Saturday, January 25, 2020

Film review: Westworld (1973)

Now THAT'S a poster!  Another of the 70's sci-fi collection that Criterion just has until the end of the month.  One of the very few (I imagine) films not only written by Michael Crichton (same plot as his Jurassic Park, basically) but directed by him as well.  And it is a pretty much perfect premise, albeit one you shouldn't think about too much (real bullets in the guns?  Yes, the guns are set up so they won't fire at anything that has body heat, but (a) of course they go haywire along with the robots, and (b) what about ricochets?).  An adult amusement park where you get to play a cowboy (actually you have a choice of three adjacent parks, Westworld, Roman World and Castle World (or maybe Medieval World, I can't remember) and the first death-by-robot we witness actually happens by sword in the third of these.  (Roman World, it's very unsubtly indicated, is basically just for orgies, which of course suggests that the deaths in that world would be super grisly.)  The movie is basically divided in half: the first half sets up the premise and has nerdy Richard Benjamin and hunky James "father of Josh" Brolin (who's the spitting image of Christian Bale, I think) exploring the delights of gunfights, robotic prostitutes and busting out of jail with dynamite, while the second is all hell breaking out and Richard Benjamin being stalked by a very eerie Yul Brynner (somehow they make his eyes glisten in a very nasty way). 

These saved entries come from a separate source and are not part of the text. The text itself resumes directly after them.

PR #3312, opened 2015-08-20
remove 'merge3'

t13m:
For the user case I have (https://gist.github.com/t13m/64383eec4aead5e1aea8#file-merge-assert , line 148), optimizer `merge3` is useless (all its attempts to merge fail). 
So it is removed here.

### DIFF
--- a/theano/compile/mode.py
+++ b/theano/compile/mode.py
@@ -226,9 +226,10 @@ optdb.register('add_no_output_from_inplace', AddNoOutputFromInplace(),
 optdb.register('add_destroy_handler', AddDestroyHandler(),
                49.5, 'fast_run', 'inplace')
 
+# 'merge3' seems useless
 # final pass just to make sure
-optdb.register('merge3', gof.MergeOptimizer(),
-               100, 'fast_run', 'merge')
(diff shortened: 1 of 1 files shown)


theano/compile/mode.py
```diff
@@ -226,9 +226,10 @@ def apply(self, fgraph):
 optdb.register('add_destroy_handler', AddDestroyHandler(),
                49.5, 'fast_run', 'inplace')
 
+# 'merge3' seems useless
```
nouiz: Can you also run all Theano tests with profile=True to be sure there isn't corner case where this is not needed?

thanks

nouiz:
I found a profile with this:

   16.164870s - ('merge3', 'MergeOptimizer', 40) - 16.122s
     MergeOptimizer
       nb fail=    0 merged=   95 constant=   95
       time replace=16.16 validate=16.12 callback=16.14
       callbacks_time

So it mean we still need it. So I'll close this ticket. Thanks for testing this.

I'll make another ticket to optimize this new profile. Mostly, it is merge of constant, so we don't need to do a validate.

PR #3314, opened 2015-08-20
map_variables

cooijmanstim:
(Work in progress on #3177 , do not merge)

Now the replacement descends into scan nodes. For some reason that I don't understand, I need to keep track of those scan nodes that I have already replaced. Otherwise the local optimizer will be called again and again on the replaced node. Changing the order from out_to_in to in_to_out doesn't change that.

Brynner totally makes this movie, which otherwise is fairly cheese-heavy.  He is an excellent monster and conveys so much with subtle little movements and sometimes just stillness.  And cheesy as this was, it was still better pure entertainment than the HBO series, which seems to have wasted a killer premise on too much navel-gazing.  Crichton's direction is serviceable, although I don't think he really knows how to direct actors, and one strength is that as things go south, there's no attempt at a God's Eye Explanation of why the robots suddenly turn homicidal.  This is the secret of all good disaster stories, from Day of the Triffids to Night of the Living Dead.